People have been clicking on things in their email since the early days of the internet. Many times, these clicks lead to malicious programs, aka viruses, being installed on computers without the owner’s knowledge. Nowadays, antivirus software can root out these bad programs and eliminate them, or even prevent them from being installed in the first place.
Evaluate several antivirus programs and choose the one that best suits your needs.
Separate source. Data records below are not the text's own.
PR #3206, opened 2026-04-29
🤖 perf: speed up SSH stream startup

ammar-agent:
## Summary
Speeds up stream startup for existing SSH workspaces by removing repeated pre-stream remote work: system-context discovery is no longer rebuilt unless advisor availability changes, the stream temp directory is created once and transferred into `StreamManager`, Coder SSH readiness caching now survives runtime recreation, and SSH repository readiness checks are batched into a single remote command.

## Background
Sending a follow-up message in an existing SSH workspace pays for a large amount of setup before `stream-start` can be emitted. The slow path was dominated by many small SSH executions and a duplicated context-build pass that rescanned agent definitions, skills, and instruction files.

## Implementation
- Reuse the pre-policy stream system context when advisor availability is unchanged; rebuild only when policy/experiments alter advisor guidance.
- Pass AIService's pre-created stream temp dir into `StreamManager.startStream()` so SSH does not repeat `resolvePath` + `mkdir -p` for the same token.
- Move Coder SSH recent-activity tracking into a `WeakMap<CoderService, Map<workspaceName, timestamp>>`, preserving the existing five-minute fast path across per-stream runtime instances.
- Combine SSH `.git`, `rev-parse --git-dir`, and `rev-parse --is-inside-work-tree` readiness probes into one remote shell invocation while preserving `runtime_not_ready` vs `runtime_start_failed` behavior.

## Estimated performance impact
This removes at least **4 fixed short SSH round trips per existing SSH send** on the common path:

- SSH repo readiness: **3 remote commands → 1 remote command** (**2 fewer**)
- Stream temp directory setup: duplicated `resolvePath` + `ensureDir` removed (**2 fewer**)
- Stream system context: **2 builds → 1 build** whenever advisor availability is unchanged, avoiding a second pass over agent definitions, skills, and instruction files.

Because each short OpenSSH operation typically costs a process spawn plus a remote round trip, the fixed-command reduction alone should save roughly **0.6–1.6s** on a common 150–400ms SSH round-trip/worktree-probe path. Avoiding the duplicate context build should save another **~1–4s** in workspaces with project/global agents, skills, or instruction files. Overall expected improvement for the common existing-SSH follow-up send is therefore **~1.5–5.5s faster pre-stream startup**, or roughly **35–65% lower stream-start latency** when the prior startup was in the ~4–10s range. This estimate is command-count based; the sandbox cannot benchmark a real remote SSH host, and existing `[stream-startup]` phase logs should confirm the exact per-workspace gain.

## Validation
- `bun test src/node/services/aiService.test.ts`
- `bun test src/node/services/streamManager.test.ts`
- `bun test src/node/runtime/CoderSSHRuntime.test.ts`
- `bun test src/node/runtime/SSHRuntime.retry.test.ts src/node/runtime/SSHRuntime.syncContract.test.ts`
- `make typecheck`
- `make fmt-check`
- `make lint`
- `make static-check`

## Risks
Moderate regression risk because this touches stream startup and SSH readiness checks. The changes are scoped to removing duplicate work or batching equivalent probes; error classification and temp-dir cleanup ownership are covered by targeted tests.

---

_Generated with `mux` • Model: `openai:gpt-5.5` • Thinking: `high` • Cost: `$33.13`_

### DIFF
--- a/src/node/runtime/CoderSSHRuntime.test.ts
+++ b/src/node/runtime/CoderSSHRuntime.test.ts
@@ -970,6 +970,40 @@ describe("CoderSSHRuntime.ensureReady", () => {
     expect(getWorkspaceStatus).toHaveBeenCalledTimes(1);
   });
 
+  it("expires the cross-runtime activity cache after the fast-path window", async () => {
+    let now = 1_700_000_000_000;
+    const nowSpy = spyOn(Date, "now").mockImplementation(() => now);
+    try {
+      const getWorkspaceStatus = mock(() =>
+        Promise.resolve({ kind: "ok" as const, status: "running" as const })
+      );
+      const coderService = createMockCoderService({ getWorkspaceStatus });
+
+      const firstRuntime = createRuntime(
+        { existingWorkspace: true, workspaceName: "my-ws-expiring" },
+        coderService
+      );
+      expect(await firstRuntime.ensureReady()).toEqual({ ready: true });
+
+      const cachedRuntime = createRuntime(
+        { existingWorkspace: true, workspaceName: "my-ws-expiring" },
+        coderService
+      );
+      expect(await cachedRuntime.ensureReady()).toEqual({ ready: true });
+      expect(getWorkspaceStatus).toHaveBeenCalledTimes(1);
+
+      now += 5 * 60 * 1000 + 1;
+      const expiredRuntime = createRuntime(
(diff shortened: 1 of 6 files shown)


ammar-agent:
@codex review

ammar-agent:
@codex review

Please take another look.

PR #3209, opened 2026-04-30
🤖 fix: preserve assistant markdown whitespace

ammar-agent:
Summary
- Preserve assistant text separators when normalizing history for provider requests, preventing prior streamed Markdown from being re-sent as clobbered headings like `## VerdictThis`.

Background
- Streaming stores assistant text as separate deltas. The request sanitizer dropped whitespace-only text deltas before later coalescing, so a prior sequence like `## Verdict`, `\n\n`, `This...` could become `## VerdictThis...` in future prompts.

Implementation
- Coalesce consecutive assistant text parts before filtering whitespace-only blocks.
- Continue filtering assistant messages that are genuinely empty or whitespace-only.
- Add regression coverage for heading separators surviving the full sanitizer + provider transform path.

Validation
- `bun test src/node/services/messagePipeline.test.ts`
- `make typecheck`
- `make static-check`
- post-rebase `make static-check`

Risks
- Low. The change is request-only and preserves existing filtering of whitespace-only assistant messages while avoiding destructive separator deletion between meaningful text chunks.

---

_Generated with `mux` • Model: `openai:gpt-5.5` • Thinking: `xhigh` • Cost: `$7.32`_

### DIFF
--- a/src/node/services/messagePipeline.test.ts
+++ b/src/node/services/messagePipeline.test.ts
@@ -1,0 +1,55 @@
+import { describe, expect, it } from "bun:test";
+import type { AssistantModelMessage, ModelMessage } from "ai";
+
+import { transformModelMessages } from "@/browser/utils/messages/modelMessageTransform";
+import { sanitizeAssistantModelMessages } from "./messagePipeline";
+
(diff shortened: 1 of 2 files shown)


ammar-agent:
@codex review

PR #3212, opened 2026-04-30
🤖 fix(openai): omit service_tier when not configured

### LINKED ISSUE #3196: Please add option to turn off OpenAI Service Tier!
Image

Image

ibetitsmike:
## Summary

Stop writing `serviceTier: "auto"` into provider options when the user hasn't configured one, and surface that "unset" state explicitly in the Settings UI and CLI. The provider field is now omitted entirely when no value is selected, letting OpenAI apply its own default routing.

Fixed: #3196 

## Background

Previously the OpenAI service tier silently defaulted to `"auto"` everywhere: in `buildProviderOptions`, in the CLI's `--service-tier` flag, and in the Settings dropdown. That meant requests always sent `service_tier: auto` even when the user never picked a tier, and the UI couldn't represent the actual "no preference" state at all (the dropdown showed `auto` whether the config was missing or explicitly set to `auto`).

## Implementation

- `buildProviderOptions` now reads `muxProviderOptions?.openai?.serviceTier` directly and only spreads `serviceTier` into the OpenAI options when it is set.
- `src/cli/run.ts` drops the `"auto"` default from `--service-tier`; if the flag is omitted, the entire `openai` block is left out of `providerOptions`.
- `ProvidersSection` adds a sentinel `"unset"` Select item labeled `Not configured (omit service_tier)`. Picking it sends `value: ""` through `setProviderConfig`, which the backend treats as a delete, removing the `serviceTier` key from `providers.jsonc`. A short-lived `openaiServiceTierSelectOverride` keeps the trigger label correct between optimistic update and refresh.
- `providerModelFactory` likewise no longer coerces a missing `serviceTier` into `"auto"`.

## Validation

- Sandboxed dev-server walk-through (clean install -> `flex` -> back to unset -> explicit `auto`); each transition verified against `providers.jsonc` on disk and the dropdown trigger label.
- `make static-check` (eslint, tsgo x2, prettier, code-to-docs links, shellcheck, hadolint) clean.
- `bun test src/cli/run.test.ts src/common/utils/ai/providerOptions.test.ts src/node/services/providerService.test.ts` (176 pass).

## Risks

Low. Behavior change is limited to OpenAI requests: when no tier was previously configured, requests will now omit `service_tier` instead of sending `"auto"`. OpenAI treats both as default routing, so live traffic should be unaffected. Existing configs with an explicit value continue to send that value verbatim.

---

_Generated with `mux` • Model: `anthropic:claude-opus-4-7` • Thinking: `xhigh` • Cost: `$47.05`_

### DIFF
--- a/src/browser/features/Settings/Sections/ProvidersSection.tsx
+++ b/src/browser/features/Settings/Sections/ProvidersSection.tsx
@@ -83,6 +83,15 @@ type MuxGatewayLoginStatus = "idle" | "starting" | "waiting" | "success" | "erro
 type CodexOauthFlowStatus = "idle" | "starting" | "waiting" | "error";
 type CopilotLoginStatus = "idle" | "starting" | "waiting" | "success" | "error";
 
+const OPENAI_SERVICE_TIER_UNSET = "unset";
+
+type OpenAIServiceTier = "auto" | "default" | "flex" | "priority";
+type OpenAIServiceTierSelectValue = typeof OPENAI_SERVICE_TIER_UNSET | OpenAIServiceTier;
+
+function isOpenAIServiceTier(value: string): value is OpenAIServiceTier {
+  return value === "auto" || value === "default" || value === "flex" || value === "priority";
+}
+
 interface CodexOauthDeviceFlow {
   flowId: string;
   userCode: string;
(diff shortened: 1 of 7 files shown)


ibetitsmike:
@codex review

Honeypots, Tripwires, and Firewalls
Tired of being exploited by hackers who have nothing better to do than cause you aggravation and misery? You can use a honeypot to lure hackers into attacking what they think is a vulnerable server. Once they’ve taken the bait, you can gather information on them and turn it over to the authorities. Accessing a computer system without permission is illegal and can land the hacker in jail.
A tripwire is a program that notifies an administrator if changes have been made to a particular folder or file. Often hackers leave small files behind that they can access remotely. If a file is created in a directory that shouldn’t have any new files in it, a tripwire program will send an alert.
These types of defenses are usually set up by network security professionals. Check with your system administrator or contact a trustworthy system security specialist.
Security Risk Assessment
One of the most comprehensive things you can do to protect your company is hire a security firm to do a complete security risk assessment. They will go over your current cyber security position and make recommendations or implement changes in your system that will deny hackers many of the more common vectors of attack that hackers use to penetrate systems. A good security firm will provide custom recommendations for your particular needs, and help you implement them to provide better security for your systems.
Get started on your cyber security plan for your small business right now (seriously, do not wait). You aren’t going to solve everything all at once, but once you get started, you’ll begin to understand why security is so important for your company and your customers.